_TASK REQUIREMENTS_
Within the entries below, find the portion that opens with the line containing "for the block." and closes with the line containing "Fixes https://github.com/monero-project/monero/issues/10120 .". Retype that portion exactly and only.

Content starts

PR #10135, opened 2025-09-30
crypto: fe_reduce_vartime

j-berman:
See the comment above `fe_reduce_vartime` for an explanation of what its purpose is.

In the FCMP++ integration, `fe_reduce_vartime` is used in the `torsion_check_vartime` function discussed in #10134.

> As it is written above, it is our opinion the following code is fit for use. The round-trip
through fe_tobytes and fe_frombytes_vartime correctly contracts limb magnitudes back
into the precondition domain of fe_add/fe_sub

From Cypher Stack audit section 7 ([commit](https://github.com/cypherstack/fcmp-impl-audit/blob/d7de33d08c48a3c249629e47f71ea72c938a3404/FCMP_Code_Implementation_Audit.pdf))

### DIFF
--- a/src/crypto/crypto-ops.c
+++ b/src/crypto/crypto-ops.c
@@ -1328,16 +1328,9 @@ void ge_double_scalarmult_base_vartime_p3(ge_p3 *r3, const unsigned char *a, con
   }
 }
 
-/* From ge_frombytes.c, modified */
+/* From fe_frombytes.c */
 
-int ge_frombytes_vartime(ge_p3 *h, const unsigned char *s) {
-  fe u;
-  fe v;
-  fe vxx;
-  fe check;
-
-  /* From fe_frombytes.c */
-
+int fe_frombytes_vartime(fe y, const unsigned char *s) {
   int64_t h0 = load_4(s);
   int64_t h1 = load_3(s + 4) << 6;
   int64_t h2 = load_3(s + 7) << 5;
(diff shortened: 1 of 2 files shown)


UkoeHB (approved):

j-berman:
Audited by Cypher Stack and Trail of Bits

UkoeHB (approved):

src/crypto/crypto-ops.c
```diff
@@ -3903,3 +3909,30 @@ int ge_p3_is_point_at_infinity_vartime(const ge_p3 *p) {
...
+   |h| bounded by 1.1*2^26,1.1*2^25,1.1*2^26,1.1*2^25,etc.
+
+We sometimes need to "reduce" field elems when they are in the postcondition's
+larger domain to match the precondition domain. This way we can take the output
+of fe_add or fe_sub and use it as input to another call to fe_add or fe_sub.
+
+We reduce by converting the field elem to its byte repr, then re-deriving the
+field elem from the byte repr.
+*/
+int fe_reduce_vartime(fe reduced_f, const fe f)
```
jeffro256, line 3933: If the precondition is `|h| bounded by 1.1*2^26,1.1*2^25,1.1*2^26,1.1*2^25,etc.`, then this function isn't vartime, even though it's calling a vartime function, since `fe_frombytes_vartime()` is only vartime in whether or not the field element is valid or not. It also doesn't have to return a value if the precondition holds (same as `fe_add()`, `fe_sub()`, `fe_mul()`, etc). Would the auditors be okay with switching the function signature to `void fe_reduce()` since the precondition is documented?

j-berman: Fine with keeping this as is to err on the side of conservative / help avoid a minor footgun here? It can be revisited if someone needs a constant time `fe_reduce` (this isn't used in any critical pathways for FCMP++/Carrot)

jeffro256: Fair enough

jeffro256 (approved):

Content ends
Content starts

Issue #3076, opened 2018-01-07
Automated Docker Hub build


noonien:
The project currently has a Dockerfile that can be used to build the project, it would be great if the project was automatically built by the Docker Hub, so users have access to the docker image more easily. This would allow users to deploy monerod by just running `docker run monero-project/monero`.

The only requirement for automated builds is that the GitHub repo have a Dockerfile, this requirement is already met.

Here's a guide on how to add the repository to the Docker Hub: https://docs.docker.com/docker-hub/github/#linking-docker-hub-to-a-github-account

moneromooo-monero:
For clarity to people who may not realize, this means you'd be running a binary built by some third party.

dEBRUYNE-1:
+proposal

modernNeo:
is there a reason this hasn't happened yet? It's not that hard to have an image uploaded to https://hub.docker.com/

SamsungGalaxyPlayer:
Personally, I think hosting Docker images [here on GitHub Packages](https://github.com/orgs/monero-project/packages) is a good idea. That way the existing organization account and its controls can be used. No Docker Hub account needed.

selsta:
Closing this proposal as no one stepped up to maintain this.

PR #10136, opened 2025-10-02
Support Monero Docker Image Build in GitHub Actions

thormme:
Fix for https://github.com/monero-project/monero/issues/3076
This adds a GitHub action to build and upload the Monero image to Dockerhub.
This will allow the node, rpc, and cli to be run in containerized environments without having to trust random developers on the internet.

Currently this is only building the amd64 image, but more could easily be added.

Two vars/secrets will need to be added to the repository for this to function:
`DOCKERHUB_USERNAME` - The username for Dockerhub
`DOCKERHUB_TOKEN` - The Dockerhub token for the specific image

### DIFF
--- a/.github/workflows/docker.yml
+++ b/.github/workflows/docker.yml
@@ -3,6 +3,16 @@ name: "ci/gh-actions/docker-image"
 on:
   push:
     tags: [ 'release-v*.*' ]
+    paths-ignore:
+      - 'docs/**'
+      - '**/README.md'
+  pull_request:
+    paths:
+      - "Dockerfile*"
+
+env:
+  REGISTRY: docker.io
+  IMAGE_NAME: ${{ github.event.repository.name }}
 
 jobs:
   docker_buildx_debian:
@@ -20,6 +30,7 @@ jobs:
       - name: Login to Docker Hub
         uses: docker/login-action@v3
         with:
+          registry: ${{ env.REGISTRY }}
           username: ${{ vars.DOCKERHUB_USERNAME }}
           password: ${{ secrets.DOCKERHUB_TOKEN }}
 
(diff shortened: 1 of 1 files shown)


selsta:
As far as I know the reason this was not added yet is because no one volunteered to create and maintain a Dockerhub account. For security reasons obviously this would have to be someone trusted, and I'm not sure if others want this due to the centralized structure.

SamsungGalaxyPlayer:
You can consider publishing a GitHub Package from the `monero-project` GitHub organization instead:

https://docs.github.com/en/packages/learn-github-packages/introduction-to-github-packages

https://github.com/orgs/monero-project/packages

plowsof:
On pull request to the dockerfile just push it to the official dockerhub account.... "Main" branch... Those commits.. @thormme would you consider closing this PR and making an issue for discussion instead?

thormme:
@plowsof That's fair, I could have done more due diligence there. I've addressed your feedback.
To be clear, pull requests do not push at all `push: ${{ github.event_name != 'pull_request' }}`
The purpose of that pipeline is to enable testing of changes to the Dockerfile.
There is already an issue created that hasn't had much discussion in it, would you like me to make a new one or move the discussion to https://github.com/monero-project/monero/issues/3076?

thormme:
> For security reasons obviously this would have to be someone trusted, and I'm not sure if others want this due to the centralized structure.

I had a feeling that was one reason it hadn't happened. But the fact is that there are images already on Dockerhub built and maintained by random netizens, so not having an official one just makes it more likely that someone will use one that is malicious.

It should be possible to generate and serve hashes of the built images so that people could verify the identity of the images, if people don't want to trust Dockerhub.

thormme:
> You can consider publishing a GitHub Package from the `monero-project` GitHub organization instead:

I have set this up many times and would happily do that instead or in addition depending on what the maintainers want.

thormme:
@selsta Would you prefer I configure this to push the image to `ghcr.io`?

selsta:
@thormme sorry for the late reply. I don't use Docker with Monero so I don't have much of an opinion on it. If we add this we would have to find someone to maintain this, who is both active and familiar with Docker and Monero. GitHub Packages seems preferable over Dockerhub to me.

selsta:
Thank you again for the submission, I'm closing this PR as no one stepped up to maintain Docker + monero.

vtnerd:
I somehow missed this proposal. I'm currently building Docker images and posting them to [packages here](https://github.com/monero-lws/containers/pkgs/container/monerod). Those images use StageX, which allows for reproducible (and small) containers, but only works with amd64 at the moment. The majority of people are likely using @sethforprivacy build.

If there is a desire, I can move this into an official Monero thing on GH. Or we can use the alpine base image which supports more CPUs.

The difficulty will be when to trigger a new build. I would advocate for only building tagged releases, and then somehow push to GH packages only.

Content ends
Content starts

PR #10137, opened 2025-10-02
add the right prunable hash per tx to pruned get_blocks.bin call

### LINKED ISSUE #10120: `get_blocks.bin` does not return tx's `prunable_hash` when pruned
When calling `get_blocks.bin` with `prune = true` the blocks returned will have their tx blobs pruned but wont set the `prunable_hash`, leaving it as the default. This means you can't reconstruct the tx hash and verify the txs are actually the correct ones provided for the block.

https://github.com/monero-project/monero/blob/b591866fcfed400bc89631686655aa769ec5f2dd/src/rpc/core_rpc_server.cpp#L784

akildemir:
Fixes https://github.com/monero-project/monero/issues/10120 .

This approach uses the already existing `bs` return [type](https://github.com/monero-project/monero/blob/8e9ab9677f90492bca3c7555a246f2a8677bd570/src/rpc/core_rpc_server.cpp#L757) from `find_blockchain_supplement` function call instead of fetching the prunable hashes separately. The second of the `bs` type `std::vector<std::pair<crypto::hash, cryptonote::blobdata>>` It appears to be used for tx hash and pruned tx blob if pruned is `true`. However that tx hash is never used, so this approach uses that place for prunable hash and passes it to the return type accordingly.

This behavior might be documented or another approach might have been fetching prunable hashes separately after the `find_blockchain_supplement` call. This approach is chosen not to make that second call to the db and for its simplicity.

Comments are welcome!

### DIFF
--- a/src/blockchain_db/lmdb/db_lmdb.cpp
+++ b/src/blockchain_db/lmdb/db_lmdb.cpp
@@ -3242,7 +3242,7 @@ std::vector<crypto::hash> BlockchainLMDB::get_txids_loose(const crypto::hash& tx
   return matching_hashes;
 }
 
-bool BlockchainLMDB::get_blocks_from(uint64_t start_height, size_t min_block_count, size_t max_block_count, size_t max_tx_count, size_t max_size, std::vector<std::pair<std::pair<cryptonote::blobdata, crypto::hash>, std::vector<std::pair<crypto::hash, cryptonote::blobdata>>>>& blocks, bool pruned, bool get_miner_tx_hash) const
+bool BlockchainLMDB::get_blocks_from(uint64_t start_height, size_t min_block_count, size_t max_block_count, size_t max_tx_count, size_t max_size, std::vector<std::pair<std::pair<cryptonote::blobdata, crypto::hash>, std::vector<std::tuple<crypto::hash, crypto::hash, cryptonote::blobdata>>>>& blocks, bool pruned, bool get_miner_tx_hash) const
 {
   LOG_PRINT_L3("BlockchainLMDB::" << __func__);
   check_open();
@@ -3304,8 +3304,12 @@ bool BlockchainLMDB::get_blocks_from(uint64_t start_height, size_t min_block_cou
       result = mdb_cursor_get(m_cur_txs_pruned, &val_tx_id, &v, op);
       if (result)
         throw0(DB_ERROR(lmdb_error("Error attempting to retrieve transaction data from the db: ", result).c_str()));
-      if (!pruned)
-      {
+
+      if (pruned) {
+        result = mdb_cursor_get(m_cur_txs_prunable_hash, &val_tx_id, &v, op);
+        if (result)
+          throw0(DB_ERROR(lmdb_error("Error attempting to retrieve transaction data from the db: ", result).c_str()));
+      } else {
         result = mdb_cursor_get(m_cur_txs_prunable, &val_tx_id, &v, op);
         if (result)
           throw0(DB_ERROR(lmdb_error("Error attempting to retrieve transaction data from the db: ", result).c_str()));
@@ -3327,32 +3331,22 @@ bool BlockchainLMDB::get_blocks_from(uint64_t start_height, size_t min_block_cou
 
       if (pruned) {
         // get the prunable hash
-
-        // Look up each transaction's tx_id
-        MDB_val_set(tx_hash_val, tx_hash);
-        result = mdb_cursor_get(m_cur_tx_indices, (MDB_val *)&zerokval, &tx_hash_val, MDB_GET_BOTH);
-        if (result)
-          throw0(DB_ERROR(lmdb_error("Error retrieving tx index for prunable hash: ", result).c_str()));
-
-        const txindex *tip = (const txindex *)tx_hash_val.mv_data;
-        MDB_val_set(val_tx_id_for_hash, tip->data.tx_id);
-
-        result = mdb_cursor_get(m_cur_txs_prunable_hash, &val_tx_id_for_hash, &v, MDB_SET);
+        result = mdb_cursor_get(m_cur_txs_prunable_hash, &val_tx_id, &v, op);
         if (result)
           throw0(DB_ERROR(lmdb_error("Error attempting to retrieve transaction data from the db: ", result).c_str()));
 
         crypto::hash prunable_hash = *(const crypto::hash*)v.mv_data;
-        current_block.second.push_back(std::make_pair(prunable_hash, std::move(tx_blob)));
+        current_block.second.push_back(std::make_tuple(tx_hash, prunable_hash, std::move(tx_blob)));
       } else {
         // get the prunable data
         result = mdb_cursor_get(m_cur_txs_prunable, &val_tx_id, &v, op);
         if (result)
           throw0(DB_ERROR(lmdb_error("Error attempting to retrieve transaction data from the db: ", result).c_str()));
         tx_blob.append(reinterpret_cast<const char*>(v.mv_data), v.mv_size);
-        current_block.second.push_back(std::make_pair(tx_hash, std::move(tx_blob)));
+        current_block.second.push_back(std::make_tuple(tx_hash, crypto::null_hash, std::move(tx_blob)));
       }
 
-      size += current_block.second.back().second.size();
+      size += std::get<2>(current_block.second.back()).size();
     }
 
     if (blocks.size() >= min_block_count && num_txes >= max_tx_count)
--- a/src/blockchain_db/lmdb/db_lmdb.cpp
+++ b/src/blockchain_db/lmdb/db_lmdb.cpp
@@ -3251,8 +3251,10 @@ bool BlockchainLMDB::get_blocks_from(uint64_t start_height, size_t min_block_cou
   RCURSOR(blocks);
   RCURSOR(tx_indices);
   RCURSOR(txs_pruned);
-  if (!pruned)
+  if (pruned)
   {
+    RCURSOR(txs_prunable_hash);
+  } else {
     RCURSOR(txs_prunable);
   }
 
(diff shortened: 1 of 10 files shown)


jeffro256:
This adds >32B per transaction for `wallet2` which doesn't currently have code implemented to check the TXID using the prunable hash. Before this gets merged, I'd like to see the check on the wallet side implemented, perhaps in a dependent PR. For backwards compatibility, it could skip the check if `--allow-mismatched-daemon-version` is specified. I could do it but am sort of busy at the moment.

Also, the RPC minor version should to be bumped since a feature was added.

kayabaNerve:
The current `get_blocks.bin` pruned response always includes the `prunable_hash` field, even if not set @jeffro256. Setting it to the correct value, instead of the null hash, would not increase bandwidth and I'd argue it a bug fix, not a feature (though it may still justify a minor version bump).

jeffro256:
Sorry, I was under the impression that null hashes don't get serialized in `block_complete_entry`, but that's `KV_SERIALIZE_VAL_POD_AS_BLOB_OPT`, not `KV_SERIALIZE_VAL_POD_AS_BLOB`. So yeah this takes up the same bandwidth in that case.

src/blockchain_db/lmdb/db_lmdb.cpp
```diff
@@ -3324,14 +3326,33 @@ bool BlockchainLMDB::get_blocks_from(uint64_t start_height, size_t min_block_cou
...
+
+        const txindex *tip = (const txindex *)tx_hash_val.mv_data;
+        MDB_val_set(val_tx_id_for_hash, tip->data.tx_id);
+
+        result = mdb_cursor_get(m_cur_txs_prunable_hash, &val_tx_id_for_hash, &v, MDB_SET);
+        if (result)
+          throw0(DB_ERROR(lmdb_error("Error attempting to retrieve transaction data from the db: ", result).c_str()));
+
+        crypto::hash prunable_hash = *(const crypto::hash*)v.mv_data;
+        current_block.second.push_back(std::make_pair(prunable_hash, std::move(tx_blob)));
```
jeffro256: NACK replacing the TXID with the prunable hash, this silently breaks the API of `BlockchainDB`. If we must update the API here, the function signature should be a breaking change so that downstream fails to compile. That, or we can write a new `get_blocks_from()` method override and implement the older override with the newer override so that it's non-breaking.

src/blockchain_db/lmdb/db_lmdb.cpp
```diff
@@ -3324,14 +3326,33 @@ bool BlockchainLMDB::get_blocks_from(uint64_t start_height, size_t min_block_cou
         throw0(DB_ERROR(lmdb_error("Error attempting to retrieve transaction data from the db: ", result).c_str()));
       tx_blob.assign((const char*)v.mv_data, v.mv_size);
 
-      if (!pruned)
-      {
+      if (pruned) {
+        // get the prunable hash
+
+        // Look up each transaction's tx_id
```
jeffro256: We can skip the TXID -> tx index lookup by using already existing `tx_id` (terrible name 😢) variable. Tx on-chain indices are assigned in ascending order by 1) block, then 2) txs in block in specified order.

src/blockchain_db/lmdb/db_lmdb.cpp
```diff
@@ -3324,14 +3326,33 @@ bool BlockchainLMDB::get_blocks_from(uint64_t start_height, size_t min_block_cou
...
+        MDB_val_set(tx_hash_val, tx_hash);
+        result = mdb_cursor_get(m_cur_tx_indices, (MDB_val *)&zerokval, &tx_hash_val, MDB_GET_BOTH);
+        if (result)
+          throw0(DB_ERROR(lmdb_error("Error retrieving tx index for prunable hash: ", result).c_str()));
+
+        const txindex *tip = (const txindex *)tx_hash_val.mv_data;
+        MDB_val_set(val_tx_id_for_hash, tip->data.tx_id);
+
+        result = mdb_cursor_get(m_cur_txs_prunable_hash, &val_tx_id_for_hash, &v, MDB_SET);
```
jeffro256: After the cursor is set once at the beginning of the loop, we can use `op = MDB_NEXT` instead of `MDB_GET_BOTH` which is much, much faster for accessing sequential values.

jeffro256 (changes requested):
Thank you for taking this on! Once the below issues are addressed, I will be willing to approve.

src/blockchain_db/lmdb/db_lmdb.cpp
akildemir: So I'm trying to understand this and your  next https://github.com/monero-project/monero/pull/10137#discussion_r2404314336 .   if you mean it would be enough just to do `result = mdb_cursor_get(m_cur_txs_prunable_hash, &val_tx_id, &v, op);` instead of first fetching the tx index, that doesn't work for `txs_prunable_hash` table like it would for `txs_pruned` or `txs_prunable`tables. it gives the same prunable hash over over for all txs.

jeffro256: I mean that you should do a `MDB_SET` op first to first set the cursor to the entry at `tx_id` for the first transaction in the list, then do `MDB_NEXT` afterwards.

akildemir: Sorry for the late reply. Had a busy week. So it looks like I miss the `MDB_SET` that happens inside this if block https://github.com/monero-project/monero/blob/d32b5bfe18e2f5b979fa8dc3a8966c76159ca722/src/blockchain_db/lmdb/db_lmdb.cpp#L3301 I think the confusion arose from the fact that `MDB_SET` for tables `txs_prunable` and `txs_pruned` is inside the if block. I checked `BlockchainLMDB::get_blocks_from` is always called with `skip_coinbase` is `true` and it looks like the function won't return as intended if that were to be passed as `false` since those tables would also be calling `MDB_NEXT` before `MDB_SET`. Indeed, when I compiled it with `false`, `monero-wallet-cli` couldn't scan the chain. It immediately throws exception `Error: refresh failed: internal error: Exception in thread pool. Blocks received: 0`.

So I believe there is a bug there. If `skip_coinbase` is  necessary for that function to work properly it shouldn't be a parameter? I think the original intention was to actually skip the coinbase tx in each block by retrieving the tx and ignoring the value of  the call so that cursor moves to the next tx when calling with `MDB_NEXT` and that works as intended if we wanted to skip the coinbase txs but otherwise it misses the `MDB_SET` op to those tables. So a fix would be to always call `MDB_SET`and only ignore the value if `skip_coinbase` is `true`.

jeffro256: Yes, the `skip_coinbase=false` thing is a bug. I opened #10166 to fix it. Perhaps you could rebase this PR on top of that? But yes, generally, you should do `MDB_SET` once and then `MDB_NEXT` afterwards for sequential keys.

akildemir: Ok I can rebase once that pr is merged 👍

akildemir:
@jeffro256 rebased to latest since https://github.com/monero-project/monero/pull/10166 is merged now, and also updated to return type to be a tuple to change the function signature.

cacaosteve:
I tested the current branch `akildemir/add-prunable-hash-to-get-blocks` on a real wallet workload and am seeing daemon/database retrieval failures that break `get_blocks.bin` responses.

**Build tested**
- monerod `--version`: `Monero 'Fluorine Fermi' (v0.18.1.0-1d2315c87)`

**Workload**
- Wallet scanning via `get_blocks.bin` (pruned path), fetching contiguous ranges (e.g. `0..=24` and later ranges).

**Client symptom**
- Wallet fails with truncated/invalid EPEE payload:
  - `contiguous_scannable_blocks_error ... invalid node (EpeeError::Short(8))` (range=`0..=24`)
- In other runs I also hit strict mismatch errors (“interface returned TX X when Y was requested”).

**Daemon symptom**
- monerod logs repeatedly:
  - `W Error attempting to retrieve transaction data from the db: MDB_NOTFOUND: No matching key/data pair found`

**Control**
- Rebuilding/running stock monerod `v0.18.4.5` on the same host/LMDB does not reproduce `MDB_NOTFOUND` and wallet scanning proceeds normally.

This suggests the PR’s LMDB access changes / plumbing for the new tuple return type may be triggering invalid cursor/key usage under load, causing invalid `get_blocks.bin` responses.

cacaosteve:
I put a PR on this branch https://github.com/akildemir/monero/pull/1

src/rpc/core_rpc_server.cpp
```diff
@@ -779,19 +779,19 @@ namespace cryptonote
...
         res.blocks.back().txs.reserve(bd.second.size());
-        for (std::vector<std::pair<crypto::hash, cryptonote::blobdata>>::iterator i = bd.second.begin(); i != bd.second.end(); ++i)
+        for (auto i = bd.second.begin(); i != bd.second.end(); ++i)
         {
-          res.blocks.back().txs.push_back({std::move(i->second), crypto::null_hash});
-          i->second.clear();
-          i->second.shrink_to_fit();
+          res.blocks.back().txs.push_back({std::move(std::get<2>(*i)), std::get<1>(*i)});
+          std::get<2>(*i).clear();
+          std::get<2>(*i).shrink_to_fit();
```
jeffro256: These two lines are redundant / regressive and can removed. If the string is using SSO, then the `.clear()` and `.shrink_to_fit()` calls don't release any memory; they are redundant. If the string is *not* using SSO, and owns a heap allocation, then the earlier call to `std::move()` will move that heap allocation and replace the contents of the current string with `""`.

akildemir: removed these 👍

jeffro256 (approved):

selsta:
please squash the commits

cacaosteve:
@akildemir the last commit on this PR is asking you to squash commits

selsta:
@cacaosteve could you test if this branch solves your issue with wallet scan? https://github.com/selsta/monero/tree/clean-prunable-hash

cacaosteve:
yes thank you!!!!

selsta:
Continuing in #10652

Content ends

_REPLY TO THE EXERCISE_
When calling `get_blocks.bin` with `prune = true` the blocks returned will have their tx blobs pruned but wont set the `prunable_hash`, leaving it as the default. This means you can't reconstruct the tx hash and verify the txs are actually the correct ones provided for the block.

https://github.com/monero-project/monero/blob/b591866fcfed400bc89631686655aa769ec5f2dd/src/rpc/core_rpc_server.cpp#L784

akildemir:
Fixes https://github.com/monero-project/monero/issues/10120 .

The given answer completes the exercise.